In the article Metadata Normalization As an Indicator of Quality?, the author Mark E. Phillips analyzes the Digital Public Library of America’s metadata subject fields in order to provide insights into improving metadata records at their source. In particular, he is using the subject fields as an indicator of of the quality of a set of records via the use of OpenRefine, an online, open-source, data cleaning tool, formerly supported by Google.
Aside from his arguments regarding normalization, the article itself is a lesson in the dangers of relying too heavily upon one platform or software resource. In this case, the danger lies in a system becoming obsolete or simply disappearing all together. In the case of OpenRefine, Google support ended in 2012 and it now relies upon volunteers to manage and refine the current system. In addition, the website News page hasn’t been updated since Spring of 2016. Combined with the fact that the system relies heavily upon Java, this does not bode well for the longevity of the system as a useful tool in the future. (Security issues have increasingly plagued Java and many developers, especially in areas of database management, are moving away from the program.)

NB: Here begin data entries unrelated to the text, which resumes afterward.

PR #98, opened 2025-02-14
loss factors as matrix in PowerFlowData

rbolgaryn:
* add a kwarg `calc_loss_factors` to ACPowerFlow (default false)
* write loss factors as an attribute of PowerFlowData - 2D array (rows - bus, columns - time steps)
* initialize the loss factors as `nothing` by default
* test the values of loss factors

### DIFF
--- a/src/PowerFlowData.jl
+++ b/src/PowerFlowData.jl
@@ -233,7 +233,11 @@ function PowerFlowData(
     aux_network_matrix = nothing
     converged = fill(false, time_steps)
     # loss factors order matchn the order of buses in the grid model, and is calculated for sall buses including ref buses (0 for ref buses)
-    loss_factors = pf.calc_loss_factors ? Matrix{Float64}(undef, (n_buses, length(timestep_names))) : nothing
+    loss_factors = if pf.calc_loss_factors
+        Matrix{Float64}(undef, (n_buses, length(timestep_names)))
+    else
+        nothing
+    end
 
     return make_powerflowdata(
         sys,
--- a/src/PowerFlowData.jl
+++ b/src/PowerFlowData.jl
@@ -1,17 +1,3 @@
-"""
-    AuxiliaryVariables
-
-A mutable struct to hold auxiliary variables that are produced by power flow calculations, particularly Jacobian matrix.
-
-# Fields
-- `J::Union{SparseMatrixCSC{Float64, Int}, Nothing}`: A sparse matrix representing the Jacobian matrix after a successfully converged power flow calculation. This is the J matrix from the last step of the Newton-Raphson method. If the power flow calculation does not converge, it is set to `nothing`. Defaults to `nothing`.
-- `dSbus_dV_ref::Union{Vector{Float64}, Nothing}`: A vector representing the partial derivatives of the reference bus apparent power injections with respect to the non-reference bus voltages. Defaults to `nothing`.
-"""
-@kwdef mutable struct AuxiliaryVariables
-    J::Union{SparseMatrixCSC{Float64, Int}, Nothing} = nothing
-    dSbus_dV_ref::Union{Vector{Float64}, Nothing} = nothing
-end
-
 abstract type PowerFlowContainer end
 
 """
@@ -117,7 +103,7 @@ struct PowerFlowData{
     aux_network_matrix::N
     neighbors::Vector{Set{Int}}
     converged::Vector{Bool}
-    aux_variables::Vector{AuxiliaryVariables}
+    loss_factors::Union{Matrix{Float64}, Nothing}
 end
 
 get_bus_lookup(pfd::PowerFlowData) = pfd.bus_lookup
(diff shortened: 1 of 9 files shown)


test/test_multiperiod_ac_powerflow.jl
```diff
@@ -17,30 +9,32 @@
...
+    injs = Matrix(injections)
+    withs = Matrix(withdrawals)
 
-    ##############################################################################
+    data.bus_activepower_injection .= deepcopy(injs[:, 1:time_steps])
+    data.bus_activepower_withdrawals .= deepcopy(withs[:, 1:time_steps])
+    return nothing
+end
+
+# work in progress
```
GabrielKS, line 21: resolve or issue before merge

test/test_utils/legacy_pf.jl
```diff
@@ -42,15 +42,14 @@ function _newton_powerflow(
...
-    aux_variables = data.aux_variables[time_step]
 
     Ybus = data.power_network_matrix.data
 
     # Find indices for each bus type
-    ref = findall(
-        x -> x == PowerSystems.ACBusTypesModule.ACBusTypes.REF,
-        data.bus_type[:, time_step],
-    )
+    # ref = findall(
```
GabrielKS, line 49: Can this be removed if it is not necessary?

test/test_multiperiod_ac_powerflow.jl
```diff
@@ -133,3 +99,24 @@ end
         atol = 1e-9,
     )
 end
+
+@testset "test_loss_factors_case_14" begin
+    sys = build_system(PSITestSystems, "c_sys14"; add_forecasts = false)
+
+    pf_klu = ACPowerFlow(KLUACPowerFlow; calc_loss_factors = true)
```
GabrielKS, line 106: Test that `calc_loss_factors = false` does not calculate loss factors

GabrielKS (changes requested):
A few code comments. Can you add a description to the pull request for future reference?

src/PowerFlowData.jl
```diff
@@ -117,7 +103,7 @@ struct PowerFlowData{
     aux_network_matrix::N
     neighbors::Vector{Set{Int}}
     converged::Vector{Bool}
-    aux_variables::Vector{AuxiliaryVariables}
```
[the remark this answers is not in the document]
rbolgaryn: We can add this structure in the future if we end up needing it

src/PowerFlows.jl
```diff
@@ -16,7 +16,8 @@ export PSSEExporter
 export update_exporter!
 export write_export
 export get_psse_export_paths
-export penalty_factors
+export penalty_factors!
+export penalty_factors_brute_force
```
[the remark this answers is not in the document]
rbolgaryn: As we only use the functions internally, no need to export them

src/post_processing.jl
```diff
@@ -730,9 +730,87 @@ function update_system!(sys::PSY.System, data::PowerFlowData; time_step = 1)
     end
 end
 
+"""
+    penalty_factors!(J::SparseMatrixCSC{Float64, Int64}, dSbus_dV_ref::Vector{Float64}, destination::SubArray{Float64})
```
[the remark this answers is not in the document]
rbolgaryn: We use the function internally only, so no need to make it more generalized.

src/PowerFlows.jl
```diff
@@ -16,7 +16,8 @@ export PSSEExporter
 export update_exporter!
 export write_export
 export get_psse_export_paths
-export penalty_factors
+export penalty_factors!
```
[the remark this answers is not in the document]
rbolgaryn: I agree that we don't need to export them

test/test_multiperiod_ac_powerflow.jl
rbolgaryn: #99

rbolgaryn:
> A few code comments. Can you add a description to the pull request for future reference?

Thank you! I have addressed your comments

GabrielKS (commented):
A few more things and then I think this is good from the code quality point of view.

src/post_processing.jl
```diff
@@ -730,9 +730,83 @@ function update_system!(sys::PSY.System, data::PowerFlowData; time_step = 1)
...
+"""
+
+function penalty_factors_brute_force(
+    data::PowerFlowData;
+    step_size::Float64 = 1e-6,
+    kwargs...,
+)
+
+    # we assume that the bus type for ref bus does not change between time steps
+    ref, _, _ = bus_type_idx(data, 1)
```
GabrielKS, line 790: Aren't we doing a lot of extra work here that we're throwing away?

GabrielKS: Could have `bus_type_idx` take a kwarg for what bus types to calculate that defaults to all three of them

rbolgaryn: good point

GabrielKS: (or a positional argument if that's more performant than a keyword argument)

GabrielKS (approved):
New `bus_type_idx` looks good. We should investigate at some point whether it makes sense to do something like https://github.com/NREL-Sienna/PowerSystems.jl/pull/1216 with it (@luke-kiernan has been working on this elsewhere in the PowerFlows codebase), but I'm fine to leave it as future work since this PR doesn't introduce the issue.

But back to his core argument – normalization as an indicator of quality. As someone who works with databases daily, I can say that yes, normalization is extremely important in being able to correctly access the information you require, and as such could be seen as a measure of quality – insofar as it is a measure of the amount of time and money spent on a system. But people are error-prone and by default, so are our systems.
Algorithms cannot catch every mistake, nor should we solely rely upon them to do so. In allowing ourselves to become dependent upon strict normalizations we lose ambiance, character, individualization, as well as contextual clues that are not so easily categorized and placed into tidy, neat, little boxes of definition. Normalization can facilitate discovery, but it should never be used as a crutch at the expense of human-cross-referencing skills.
Normalization can also be used to hide or misdirect information as well. Therefore, while a system could be structurally “perfect” the level of real usability is still dependent upon the quality of information contained within and less upon the framework in which it resides. We can be mislead by the metadata contained within data repositories – therefore, quality should be judged more by the usefulness of a system rather than the particular web in which it resides.